Edit #2: I should have clarified that I have an algorithm that determines which exactly elements will be moved. Which I'm thinking is enough to bring it down from exponential to polynomial.

Here are examples:

Example from worst case of N = 5 and groups = [1,1,1,1,1]
move 1 from 4, result: [1,1,2,1]
move 2 from 3, result: [1,3,1]
move 3 from 2, result: [4,1]
move 1 from 2, result: [5], finished

All ways for N = 3 (total = 3):
[1,1,1] -> [2,1] -> [3]
[1,1,1] -> [1,2] -> [3]
[1,1,1] -> [1,2] -> [2,1] -> [3]

All ways for N = 4:
[1,1,1,1] -> [2,1,1] -> [3,1]   -> [4]
[1,1,1,1] -> [2,1,1] -> [2,2]   -> [4]
[1,1,1,1] -> [2,1,1] -> [2,2]   -> [3,1]   -> [4]
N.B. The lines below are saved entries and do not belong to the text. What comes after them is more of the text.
PR #1505, opened 2018-12-24
Make FTRL algo to work properly on views

### LINKED ISSUE #1502: [bug] FTRL log loss increases with number of epochs
Hi,

I'm trying to use datatable FTRL proximal algo on a dataset and it behaves strangely.
LogLoss increases with the number of epochs.

Here is the code I use : 

```
train_dt = dt.fread('dt_ftrl_test_set.csv.gz')
features = [f for f in train_dt.names if f not in ['HasDetections']]
for n in range(10):
    ftrl = Ftrl(nepochs=n+1)
    ftrl.fit(train_dt[:, features], train_dt[:, 'HasDetections'])
    print(log_loss(np.array(train_dt[trn_, 'HasDetections'])[:, 0], np.array(ftrl.predict(train_dt[trn_, features]))))
``` 
The output is 
```
0.6975873940617929
0.7004277294410224
0.7030339011892597
0.705290424565774
0.7072685897773024
0.7091474008277487
0.7108282513596036
0.7123130263929156
0.713890830846544
0.7151695514165213
```
my own version of FTRL trains correctly with the following output:
```
time_used:0:00:01.026606	epoch: 0   rows:10001	t_logloss:0.59638
time_used:0:00:01.715622	epoch: 1   rows:10001	t_logloss:0.52452
time_used:0:00:02.436984	epoch: 2   rows:10001	t_logloss:0.48113
time_used:0:00:03.158367	epoch: 3   rows:10001	t_logloss:0.44260
time_used:0:00:03.851369	epoch: 4   rows:10001	t_logloss:0.39633
time_used:0:00:04.553488	epoch: 5   rows:10001	t_logloss:0.38197
time_used:0:00:05.264179	epoch: 6   rows:10001	t_logloss:0.35380
time_used:0:00:05.973398	epoch: 7   rows:10001	t_logloss:0.32839
time_used:0:00:06.688121	epoch: 8   rows:10001	t_logloss:0.32057
time_used:0:00:07.394217	epoch: 9   rows:10001	t_logloss:0.29917
```
- Your environment?
I'm on ubuntu 16.04, clang+llvm-7.0.0-x86_64-linux-gnu-ubuntu-16.04, python 3.6, 
datatable is compiled from source.

let me know if you need more.

I guess I'm missing something but could not find anything in the unit tests.

Thanks for your help.

P.S. : make test results and the dataset I use are attached.
[datatable_make_test_results.txt](https://github.com/h2oai/datatable/files/2702636/datatable_make_test_results.txt)
[dt_ftrl_test_set.csv.gz](https://github.com/h2oai/datatable/files/2702639/dt_ftrl_test_set.csv.gz)

oleksiyskononenko:
- take into account rowindices in column hashers, so that FTRL algo trains and predicts on correct data even if rowindex is not empty;
- add a relevant test.

Closes #1502

### DIFF
--- a/c/extras/dt_ftrl.cc
+++ b/c/extras/dt_ftrl.cc
@@ -54,8 +54,8 @@ Ftrl::Ftrl(FtrlParams params_in) :
 void Ftrl::fit(const DataTable* dt_X, const DataTable* dt_y) {
   define_features(dt_X->ncols);
 
-  if (!is_dt_valid(dt_model, params.d, 2)) create_model();
-  if (!is_dt_valid(dt_fi, nfeatures, 1)) create_fi();
+  is_dt_valid(dt_model, params.d, 2)? init_weights() : create_model();
+  is_dt_valid(dt_fi, nfeatures, 1)? init_fi() : create_fi();
 
   // Create column hashers.
   create_hashers(dt_X);
@@ -96,7 +96,8 @@ void Ftrl::fit(const DataTable* dt_X, const DataTable* dt_y) {
 dtptr Ftrl::predict(const DataTable* dt_X) {
   xassert(model_trained);
   define_features(dt_X->ncols);
-  if (is_dt_valid(dt_fi, nfeatures, 1)) create_fi();
+  init_weights();
+  is_dt_valid(dt_fi, nfeatures, 1)? init_fi() : create_fi();
 
   // Re-create hashers as stypes for training dataset and predictions
   // may be different
@@ -164,12 +165,13 @@ void Ftrl::create_model() {
   Column* col_z = Column::new_data_column(SType::FLOAT64, params.d);
   Column* col_n = Column::new_data_column(SType::FLOAT64, params.d);
   dt_model = dtptr(new DataTable({col_z, col_n}, model_colnames));
-  init_weights();
+  w = doubleptr(new double[params.d]());
   reset_model();
 }
 
 
 void Ftrl::reset_model() {
+  init_weights();
   if (z == nullptr || n == nullptr) return;
   std::memset(z, 0, params.d * sizeof(double));
   std::memset(n, 0, params.d * sizeof(double));
@@ -181,14 +183,12 @@ void Ftrl::init_weights() {
   if (dt_model == nullptr) return;
   z = static_cast<double*>(dt_model->columns[0]->data_w());
   n = static_cast<double*>(dt_model->columns[1]->data_w());
-  w = doubleptr(new double[params.d]());
 }
 
 
 void Ftrl::create_fi() {
   Column* col_fi = Column::new_data_column(SType::FLOAT64, nfeatures);
   dt_fi = dtptr(new DataTable({col_fi}, {"feature_importance"}));
-  init_fi();
   reset_fi();
 }
 
@@ -200,6 +200,7 @@ void Ftrl::init_fi() {
 
 
 void Ftrl::reset_fi() {
+  init_fi();
   if (fi == nullptr) return;
   std::memset(fi, 0, nfeatures * sizeof(double));
 }
@@ -411,6 +412,7 @@ size_t Ftrl::get_nepochs() {
 void Ftrl::set_model(DataTable* dt_model_in) {
   dt_model = dtptr(dt_model_in->copy());
   set_d(dt_model->nrows);
+  w = doubleptr(new double[params.d]());
   init_weights();
   ncols = 0;
   nfeatures = 0;


c/extras/dt_ftrl.cc
```diff
@@ -64,33 +64,28 @@ void Ftrl::fit(const DataTable* dt_X, const DataTable* dt_y) {
   auto c_y = static_cast<BoolColumn*>(dt_y->columns[0]);
   auto d_y = c_y->elements_r();
 
-  // Do training for `nepochs`.
-  for (size_t i = 0; i < params.nepochs; ++i) {
-    double total_loss = 0;
+  const RowIndex ri_X = dt_X->rowindex;
```
oleksiyskononenko: @st-pasha, from what I understand, rowindex is deprecated for `DataTable`, right? Then which column rowindex one should use here and also for `predict`?

tests/extras/test_ftrl.py
```diff
@@ -606,6 +606,26 @@ def test_ftrl_fit_predict_from_setters():
...
 
+def test_ftrl_fit_predict_view():
+    ft = Ftrl(d=100)
+    df_train = dt.Frame([random.random() for _ in range(ft.d)])
+    df_target = dt.Frame([bool(random.getrandbits(1)) for _ in range(ft.d)])
+    rows = range(ft.d//2, ft.d)
+
+    ft.fit(df_train[rows,:], df_target[rows,:])
+    predictions = ft.predict(df_train[rows,:])
+    model = dt.Frame(ft.model.to_dict())
```
oleksiyskononenko: @st-pasha, this is something I don't understand. If I just do `model = dt.Frame(ft.model)`, then `model` is still a reference to `ft.model`. Why is it so?

st-pasha: `dt.Frame(DT)` creates a shallow copy of `DT`. This is equivalent to `DT.copy()`. What makes you think it doesn't work?

c/extras/dt_ftrl.cc
st-pasha: This is correct. DataTable's rowindex will get removed in the near future, and should not be used. Each column may have its own rowindex. You could detect and process specially the case when all columns have the same rowindex (it is quite common), but, in general, different columns are allowed to have different rowindices.

c/extras/dt_ftrl.cc
```diff
@@ -64,33 +64,28 @@ void Ftrl::fit(const DataTable* dt_X, const DataTable* dt_y) {
...
-
-        double loss = logloss(p, y);
-        #pragma omp atomic update
-        total_loss += loss;
-        if ((j+1) % REPORT_FREQUENCY == 0) {
-          printf("Training epoch: %zu\tRow: %zu\tPrediction: %f\t"
-                 "Current loss: %f\tAverage loss: %f\n",
-                 i, j+1, p, loss, total_loss / (j+1));
+      ri_X.iterate(ith, dt_X->nrows, nth,
+        [&](size_t i, size_t j) {
```
st-pasha: When iterating over a RowIndex you should also be prepared to encounter `j == RowIndex::NA` indicating that the value in that column is NA.

tests/extras/test_ftrl.py
oleksiyskononenko: Ah, I see. I don't say it doesn't work. I just didn't expect `dt.Frame(DT)` to return a shallow copy. What is the best way to make a deep copy then?

c/extras/dt_ftrl.cc
oleksiyskononenko: I see. So when we do something like `df[r1:r2,:]`, all columns will have the same rowindex, but if, for instance, we sort by two columns it may not be the case?

st-pasha: When sorting by 2 columns the rowindex will also be the same.
You can get different rowindices by: cbinding 2 frames that have different rowindices; selecting from a Frame some regular columns + some computed columns, e.g. `DT[:100, [f.A, f.A+f.B]]`; performing a join; etc.

oleksiyskononenko: I see, if rowindices can be different for different columns, iterating over just one will not work...

tests/extras/test_ftrl.py
st-pasha: I believe `copy.deepcopy()` just pickles and then unpickles the object. The more important question is why do you need a deep copy? The datatable should work correctly even with shallow copies.

oleksiyskononenko: Because I need a copy of the model here, otherwise if I simply do

```
model = dt.Frame(ft.model)
ft.reset
```

`model` is reset also

c/extras/dt_ftrl.cc
st-pasha: `i`th row of the result is the `j`th row of the source. Indices `i` are always consecutive (at least in single-threaded mode): 0, 1, 2, 3, ... Indices `j` can be anything, including `-1` (which is NA) indicating that there is no source row for that `i`th place.

This can happen for example when (1) the number of rows of a frame is increased; (2) several frames with different number of rows are force-cbound into a single frame; (3) an outer join is performed but some rows are not matched in either of the joined frames.

tests/extras/test_ftrl.py
st-pasha: I'll need to review that code, but it seems like there is a bug there. I would expect that simple `model = ft.model; ft.reset()` (without any copying) would preserve the variable `model`.

oleksiyskononenko: If I just do (for `d=4`, i.e. model size is 4x2)

```
    model = ft.model
    print("model: ", model.to_list())
    ft.reset()
    print("model after reset: ", model.to_list())
```

this is what I get

```
model:  [[-0.5, 0.0, 0.0, 0.5], [0.25, 0.0, 0.0, 0.25]]
model after reset:  [[0.0, 0.0, 0.0, 0.0], [0.0, 0.0, 0.0, 0.0]]
```

To me it looks consistent, because the model is returned as a shallow copy from FTRL: `return dt_model->copy();`. If you think there is a bug in my code, or somewhere else, please let me know. Thanks!

st-pasha: I've looked into this a little, and I think there could be a problem with pointers `z` and `n`. Even though they are acquired as `column->data_w()` pointers, they are kept for an arbitrary long period of time. During that time the pointers may become invalid (in particular, they may become invalid for writing if you create a copy of the Frame). It might be better to re-acquire these pointers at the beginning of each python call that needs them.

st-pasha: Are you sure? Here's what I'm getting:
```
>>> import random
>>> import datatable as dt
>>> from datatable.models import Ftrl
>>> ft = Ftrl(d=4)
>>> df_train = dt.Frame([random.random() for _ in range(ft.d)])
>>> df_target = dt.Frame([bool(random.getrandbits(1)) for _ in range(ft.d)])
>>> ft.fit(df_train, df_target)
>>> model = ft.model
>>> model.to_list()
[[0.9553244374605763, 0.0, 0.0, 0.0], [1.0001815001713965, 0.0, 0.0, 0.0]]
>>> ft.reset()
>>> model.to_list()
[[0.9553244374605763, 0.0, 0.0, 0.0], [1.0001815001713965, 0.0, 0.0, 0.0]]
>>> print(ft.model)
None
```

oleksiyskononenko: I've recompiled datatable from scratch and it seems like this problem has been fixed. I will update tests. Thanks!

Actually there was also another problem when I just did `df_train_range = dt.Frame(df_train[rows,:])`, it kind of inherited rowindex and `df_train_range` was still a view. That is why I had to do `df_train_range = dt.Frame(df_train[rows,:].to_list())`. Is it something we expect? If yes, then what is the best way to create a real frame based on the view?

st-pasha: for any frame you can write `frame.materialize()`, and it will be converted from "view" into a "real" data frame, in-place.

[1,1,1,1] -> [1,2,1] -> [3,1]   -> [4]
[1,1,1,1] -> [1,2,1] -> [2,1,1] -> [3,1]   -> [4]
[1,1,1,1] -> [1,2,1] -> [2,1,1] -> [2,2]   -> [4]
[1,1,1,1] -> [1,2,1] -> [2,1,1] -> [2,2]   -> [3,1] -> [4]
[1,1,1,1] -> [1,2,1] -> [1,3]   -> [4]
[1,1,1,1] -> [1,2,1] -> [1,3]   -> [2,2]   -> [4]
[1,1,1,1] -> [1,2,1] -> [1,3]   -> [2,2]   -> [3,1] -> [4]
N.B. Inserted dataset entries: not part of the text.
PR #1509, opened 2018-12-28
Fix split_into_nhot() when applied to a view

### LINKED ISSUE #1507: split_into_nhot() doesn't work properly on views
`split_into_nhot()` works just fine on the entire frame and views that start from zero row
```
>>> import datatable as dt
>>> from datatable import split_into_nhot
>>> df = dt.Frame(["a", "b"])
>>> split_into_nhot(df)
      a   b
---  --  --
 0    1   0
 1    0   1
>>> split_into_nhot(df[0,:])
      a
---  --
 0    1
```

If a view doesn't start at the zero row, it returns wrong results
```
>>> split_into_nhot(df[1,:])
      a
---  --
 0    1
```

Expected output in this case is
```
>>> split_into_nhot(df[1,:])
      b
---  --
 0    1
```

Need this to be fixed to finalize #1499.

st-pasha:
Function `dt.split_into_nhot(frame)` now works correctly when `frame` is a view.

Closes #1507

### DIFF
--- a/tests/munging/test_str.py
+++ b/tests/munging/test_str.py
@@ -126,3 +126,14 @@ def test_split_into_nhot_long(seed, st):
     assert set(f1.names) == set(fr.names)
     f1 = f1[..., fr.names]
     assert f1.to_list() == fr.to_list()
+
+
+def test_split_into_nhot_view():
+  f0 = dt.Frame(A=["cat,dog,mouse", "mouse", None, "dog, cat"])
+  f1 = dt.split_into_nhot(f0[::-1, :])
+  f2 = dt.split_into_nhot(f0[3, :])
+  assert set(f1.names) == {"cat", "dog", "mouse"}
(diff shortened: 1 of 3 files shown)


tests/munging/test_str.py
```diff
@@ -126,3 +126,14 @@ def test_split_into_nhot_long(seed, st):
     assert set(f1.names) == set(fr.names)
     f1 = f1[..., fr.names]
     assert f1.to_list() == fr.to_list()
+
+
+def test_split_into_nhot_view():
+  f0 = dt.Frame(A=["cat,dog,mouse", "mouse", None, "dog, cat"])
+  f1 = dt.split_into_nhot(f0[::-1, :])
```
oleksiyskononenko: Does `f0[::-1, :]` mean all the rows taken in a reverse order?

st-pasha: yes, same rules as with a regular python array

[1,1,1,1] -> [1,1,2] -> [2,2]   -> [4]
[1,1,1,1] -> [1,1,2] -> [2,2]   -> [3,1]   -> [4]
[1,1,1,1] -> [1,1,2] -> [1,2,1] -> [3,1]   -> [4]
[1,1,1,1] -> [1,1,2] -> [1,2,1] -> [2,1,1] -> [3,1] -> [4]
[1,1,1,1] -> [1,1,2] -> [1,2,1] -> [2,1,1] -> [2,2] -> [4]
[1,1,1,1] -> [1,1,2] -> [1,2,1] -> [2,1,1] -> [2,2] -> [3,1] -> [4]
[1,1,1,1] -> [1,1,2] -> [1,2,1] -> [1,3]   -> [2,2] -> [4]
[1,1,1,1] -> [1,1,2] -> [1,2,1] -> [1,3]   -> [2,2] -> [3,1] -> [4]
[1,1,1,1] -> [1,1,2] -> [1,2,1] -> [1,3]   -> [3,1] -> [4]
[1,1,1,1] -> [1,1,2] -> [1,2,1] -> [1,3]   -> [4]
[1,1,1,1] -> [1,1,2] -> [1,3]   -> [3,1]   -> [4]
[1,1,1,1] -> [1,1,2] -> [1,3]   -> [2,2]   -> [4]
[1,1,1,1] -> [1,1,2] -> [1,3]   -> [2,2]   -> [3,1] -> [4]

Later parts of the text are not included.